◆ **Study material**
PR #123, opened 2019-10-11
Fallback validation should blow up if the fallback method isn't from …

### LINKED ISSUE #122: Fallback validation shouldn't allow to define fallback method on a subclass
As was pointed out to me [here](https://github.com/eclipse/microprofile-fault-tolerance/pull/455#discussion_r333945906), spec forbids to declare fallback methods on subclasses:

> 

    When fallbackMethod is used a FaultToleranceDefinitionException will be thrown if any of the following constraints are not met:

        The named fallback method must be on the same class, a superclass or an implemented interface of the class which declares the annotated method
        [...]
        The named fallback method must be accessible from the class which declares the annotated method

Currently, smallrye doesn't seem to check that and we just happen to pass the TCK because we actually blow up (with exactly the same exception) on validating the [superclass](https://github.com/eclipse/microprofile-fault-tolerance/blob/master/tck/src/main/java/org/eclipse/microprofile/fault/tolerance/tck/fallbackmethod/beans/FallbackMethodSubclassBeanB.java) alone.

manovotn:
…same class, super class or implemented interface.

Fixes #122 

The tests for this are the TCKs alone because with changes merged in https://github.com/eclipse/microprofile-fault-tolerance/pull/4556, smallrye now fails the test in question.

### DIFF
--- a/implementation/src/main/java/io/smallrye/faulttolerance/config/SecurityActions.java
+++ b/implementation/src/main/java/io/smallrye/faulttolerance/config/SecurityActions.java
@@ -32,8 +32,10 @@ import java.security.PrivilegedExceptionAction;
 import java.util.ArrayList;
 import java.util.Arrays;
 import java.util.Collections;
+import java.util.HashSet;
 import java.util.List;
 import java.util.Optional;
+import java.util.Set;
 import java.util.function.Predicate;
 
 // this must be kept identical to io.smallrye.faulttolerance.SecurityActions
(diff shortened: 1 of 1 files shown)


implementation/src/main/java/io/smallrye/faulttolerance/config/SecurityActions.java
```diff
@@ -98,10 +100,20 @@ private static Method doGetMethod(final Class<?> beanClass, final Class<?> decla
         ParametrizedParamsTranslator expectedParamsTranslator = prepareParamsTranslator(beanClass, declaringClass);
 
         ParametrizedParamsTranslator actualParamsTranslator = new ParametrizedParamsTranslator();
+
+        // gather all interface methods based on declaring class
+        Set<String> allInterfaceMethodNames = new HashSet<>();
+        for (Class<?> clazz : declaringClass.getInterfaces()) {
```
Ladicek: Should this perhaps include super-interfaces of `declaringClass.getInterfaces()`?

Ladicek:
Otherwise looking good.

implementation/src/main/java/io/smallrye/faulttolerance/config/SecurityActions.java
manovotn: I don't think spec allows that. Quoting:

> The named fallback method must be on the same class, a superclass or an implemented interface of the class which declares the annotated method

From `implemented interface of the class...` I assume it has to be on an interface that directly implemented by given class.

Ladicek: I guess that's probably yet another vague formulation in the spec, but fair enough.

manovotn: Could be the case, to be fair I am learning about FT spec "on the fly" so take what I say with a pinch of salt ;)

◆ **Work required**
Begin with the first line of the data above and, please, print each line exactly until you have printed the line containing "When fallbackMethod is"; print nothing else.

◆ **Result of the exercise**
PR #123, opened 2019-10-11
Fallback validation should blow up if the fallback method isn't from …

### LINKED ISSUE #122: Fallback validation shouldn't allow to define fallback method on a subclass
As was pointed out to me [here](https://github.com/eclipse/microprofile-fault-tolerance/pull/455#discussion_r333945906), spec forbids to declare fallback methods on subclasses:

> 

    When fallbackMethod is used a FaultToleranceDefinitionException will be thrown if any of the following constraints are not met:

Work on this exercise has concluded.